由周國賢(Endy)、陳湛文和韋羅莎主演的本土電影《全個世界都有電話》,取材自導演黃浩然的親身的經歷,卻絕非自說自話的作品,反能貼地映照香港的時局變遷,黃浩然相信,戲裡3位主角能概括反映超過一半的香港人的心態。周國賢認為黃浩然的作品,手法浪漫,總帶著對香港的獨特情懷,他感觸表示,角色讓他回想25年的經歷,「想起一些失去了的東西,春青和金錢,就係因為失去,所以要學識珍惜仍存在的一切。」
周國賢獻第一次的長洲體驗
《全個世界都有電話》絕對是擲地有聲的戲名。導演黃浩然透露,原本戲名叫《智能phone》,因不合電影公司的心意才易名。他坦言新戲名靈感源自張天賦主唱、黃偉文填詞的《小心地滑》,「新戲名好玩嘢又配合套戲,一直儲起跟手機有關的故事,因為手機令我好煩惱,但冇咗電話又唔得。戲裡周國賢冇帶手機又借唔到電話的一天,是我親身經歷;韋羅莎與手機駭客對話,係參照跟騙徒朝早10點傾到下午4點的cap圖內容。最估唔到係騙徒傾得一單生意,分佣竟少過10%!」對周國賢而言,今次最新鮮的體驗是觀塘、長洲一日遊,「原來觀塘工廈有自己的秩序,第一期隔籬唔係第二期,同埋第一次去長洲。」最難忘是,有場跑去碼頭搭船的戲,配合特製航拍機一鏡拍攝,來回試位十幾次,每次都要出盡力。
黃浩然自言好記仇
此片故事圍繞3位中學好友,於1997年暑假購買人生首部手機,並將自己對未來的憧憬,以訊息互傳予對方收藏,相約25年後吃飯聚舊,揭曉當年的短訊。然而,3人在重聚一天,各自因智能手機遇上難忘經歷。

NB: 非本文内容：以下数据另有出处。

PR #2770, opened 2026-04-20
fix(render): allow # y tag on numeric dimensions in line charts

jswir:
## Summary

Match bar chart behavior so a numeric dimension (e.g. from a pipeline or `select`) can be assigned to the y-axis with the `# y` tag in line charts.

Previously, the line chart had a separate `measures.length === 0` guard that rejected any query without a true measure (calculation field), even if a numeric dimension had been explicitly tagged with `# y`. The bar chart already supported this pattern; this change brings the line chart in line.

## Changes

- Validate `# y` tagged fields are numeric or calculations (viz-level and embedded), matching bar chart behavior.
- Replace `measures.length === 0` guard with `yChannel.fields.length === 0` so a y-tagged numeric dimension satisfies the y-axis requirement.
- Subtract dimensions used as y from the dimension-count check to avoid false "too many dimensions" errors.
- Exclude dimensions already in `yChannel` from the auto-series fallback so a y-tagged dimension is not also re-assigned as the series field (which previously caused each value to render as its own series).
- Add `numeric_dimensions_as_y` story mirroring the existing bar chart equivalent.

## Test plan

- [x] Existing line chart unit tests pass (`npx jest --testPathPattern='line-chart-plugin'`)
- [x] Verify storybook story `Line Charts > numeric dimensions as y` renders a single line (not one series per data point)
- [x] Verify `misconfigured` case (non-numeric dimension tagged `# y`) shows a clear validation error
- [x] Verify `not_tagged` case (no `# y`, no measures) shows the "no measures" error

### DIFF
--- a/packages/malloy-render/src/plugins/line-chart/get-line_chart-settings.ts
+++ b/packages/malloy-render/src/plugins/line-chart/get-line_chart-settings.ts
@@ -201,11 +201,17 @@ export function getLineChartSettings(
   if (vizTag.text('x')) {
     xChannel.fields.push(getField(vizTag.text('x')!));
   }
+  const isValidYField = (path: string) => {
+    const f = explore.fieldAt(path);
+    return f.isNumber() || f.wasCalculation();
+  };
   if (vizTag.text('y')) {
-    yChannel.fields.push(getField(vizTag.text('y')!));
+    const path = getField(vizTag.text('y')!);
+    if (isValidYField(path)) yChannel.fields.push(path);
   } else if (vizTag.textArray('y')) {
     vizTag.textArray('y')!.forEach(ref => {
-      yChannel.fields.push(getField(ref));
+      const path = getField(ref);
+      if (isValidYField(path)) yChannel.fields.push(path);
     });
   }
   if (vizTag.text('series')) {
@@ -225,7 +231,7 @@ export function getLineChartSettings(
       if (tag.has('x')) {
         embeddedX.push(pathTo);
       }
-      if (tag.has('y')) {
+      if (tag.has('y') && (field.isNumber() || field.wasCalculation())) {
         embeddedY.push(pathTo);
       }
       if (tag.has('series')) {
--- a/packages/malloy-render/src/plugins/line-chart/get-line_chart-settings.ts
+++ b/packages/malloy-render/src/plugins/line-chart/get-line_chart-settings.ts
@@ -202,9 +202,29 @@ export function getLineChartSettings(
     xChannel.fields.push(getField(vizTag.text('x')!));
   }
   if (vizTag.text('y')) {
-    yChannel.fields.push(getField(vizTag.text('y')!));
+    const yFieldRef = vizTag.text('y')!;
+    const yFieldPath = getField(yFieldRef);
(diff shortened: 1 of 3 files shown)


mtoy-googly-moogly:
Two changes that would help, both in `packages/malloy-render/src/plugins/line-chart/get-line_chart-settings.ts`.

### Auto-x should respect explicit channel tags

`get-line_chart-settings.ts:280` — the implicit x fallback picks `dimensions[0]` even when that dimension is tagged `# y`. So:

```malloy
group_by:
  # y
  total_sales
  brand
```

silently renders with `x=total_sales`, `y=total_sales`, `series=brand`. Could the auto-x candidate list exclude fields already assigned to `yChannel.fields` (and ideally fields tagged `# series`)? A Storybook case with the y-tagged numeric dimension listed first would also keep this from regressing.

### Y-type check would be more useful as a logged error

`get-line_chart-settings.ts:209` — the "y must be numeric" check throws from settings construction. That follows the existing chart pattern (bar chart does the same thing at `get-bar_chart-settings.ts:113`), so this isn't a rule you broke — it's actually a rule we're trying to introduce, and we hadn't written it down anywhere you could have seen. That's on us, not on you.

The reason it'd be better routed differently: throws from `create()` are caught by `RenderFieldMetadata.instantiatePluginsForField` and re-emitted as `"Plugin <name> failed for field '<key>': <msg>"` with no `Tag` reference. So VS Code Problems and the headless `@malloydata/render-validator` can't point the user at their `# y` tag in source — they only see a generic "line chart failed" message attached to the field.

If the same check moves to `RenderFieldMetadata.validateFieldTags()` and uses `log.error(msg, tagRef)`, the source location survives. The check still fires before render, the user still gets a clear error before anything tries to draw, headless validation still catches it — but now with a clickable location.

The bar-chart precedent will get migrated to this pattern as part of separate cleanup work; your PR doesn't need to touch anything outside its own diff.

jswir:
Thanks for the context on the validateFieldTags/log.error direction — that distinction (source location survives through re-emission) wasn't obvious from the bar chart precedent, so the pointer was useful.

Addressed in the latest commits:

**Auto-x filter** — auto-x candidate list now excludes fields in `yChannel.fields` and `seriesChannel.fields`, so `# y` or `# series` on a leading dimension no longer gets picked as x. Added a `y_tagged_first` story case with the y-tagged numeric dimension listed first to pin the behavior.

**Y-type check** — moved to `RenderFieldMetadata.validateFieldTags()` using `log.error(msg, tagRef)`. Covers both the top-level `# viz=line { y=field }` ref and the embedded `# y` tag on child fields (scoped to `viz=line` parents so it doesn't run in other contexts).

One follow-up call I made: I also skip non-numeric y fields when building the settings, so the existing "No measures found" throw fires and the chart area renders as a clean error box instead of a degenerate plot with a string y-axis. The specific error still surfaces via `log.error` (and hence VS Code / render-validator) — the skip is just to avoid the misleading render. Happy to back that out if you'd rather have the misconfigured case render-through and wait for the separate plugin-error-state work.

mtoy-googly-moogly:
#2774 is in flight which would supercede this pr ... only one of these two should land, talk to me if you don't want to accept #2774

在導演眼中,周國賢的年齡與氣質均與角色鍾哲吻合,是不二之選,「我唯一落的order係要佢戴眼鏡,因為睇完《一秒拳王》覺得佢好惡。到第一次見面,好記得同佢講:『唔掂喎,你把聲咁靚,講嘢要hea啲!』」歌手出身的Endy笑言習慣唱歌要字正腔圓,難得可輕鬆演生活化的戲,「近幾年好多人搵我演情緒大起大落的角色,今次要學唔使設計,反要係點樣去減。」他形容自己就像一塊吸水海綿,盡量吸收新經驗,無論演戲或歌手,每角色都看到新的自己和盲點,是更認識自己的過程。」他自言跟角色一樣帶點傻氣,「我妹妹常話我好容易被人呃,好易講秘密畀人聽,被出賣傳咗出去,亦可做返朋友。」黃浩然大感驚訝,「你真係好易被人呃,我好記仇,冇friend做就不能回頭,唔會冰釋前嫌。」
藉創作保持初心
3位主角的故事由1997年說起,現實中的周國賢讀中學已夾band,當年才中七畢業,讀理科的他全軍覆沒,他回想:「只有畫畫有分數,但很難開口同父母講玩音樂,後來去藝術學校一年,以為可以求生,點知仲大鑊,因為要讀藝術史,於是問阿媽借錢去日本留學3個月,他們都係等我心息,搞唔掂就返公司幫手。」結果他在日本留學兩年,回港後雖以個人身份出道,但一直仍有夾band並以樂隊Zarahn名義發展,其後也經歷過兩年「扮工」生涯,「07年左右,真係有返去打理海味生意,學揀鮑魚、花膠,朝九晚五,不過做咗半年,表面做Excel,但實際寫歌,夜晚放工後仍會去夾Band,不過發現大家已不讀書般熱血天真,我再簽唱片公司solo發展。」不經不覺,周國賢已出道近20年,如何保持初心?「我永遠記得第一日寫歌的感覺,拿起結他,想到一段旋律時的振奮,就像自己擁有全世界,透過創作讓我保持初心。」從《點對點》到《緣路山旮旯》都拍本土題材的導演黃浩然笑言,「睇我的作品就知我拚死無大害,在香港拍戲難賺錢,拍得一套得一套,所以平日要接拍其他商業宣傳片賺錢。」